* Given data:
======
PR #971, opened 2025-08-04
Fairness protos

Sushisource:
> [!WARNING]
> DRAFT until we have a CLI RC with this in it that can be used for tests 

## What was changed
Updated API to 1.51.0 & add fairness keys/weights

## Why?
New feature complete

## Checklist

1. Closes 

2. How was this tested:
Updated tests

3. Any docs updates needed?


tests/cloud_tests.rs
```diff
@@ -56,8 +20,9 @@ async fn tls_test() {
 #[tokio::test]
 async fn grpc_message_too_large_test() {
     let wf_name = "oversize_grpc_message";
-    let mut starter =
-        CoreWfStarter::new_with_client(wf_name, get_client("grpc_message_too_large").await);
+    let mut starter = CoreWfStarter::new_cloud_or_local(wf_name, "1.26")
```
yuandrew, line 23: Should this test live in `shared_tests/` if we're using `new_cloud_or_local` here?

yuandrew (commented):
big fan of the test change, feels like an objective improvement with minimal extra effort

tests/cloud_tests.rs
Sushisource: It can, was gonna move it.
======
* Problem details:
Within these records, how many lines include the word "yuandrew"? The reply should be that number alone.

* Answer to the exercise:
2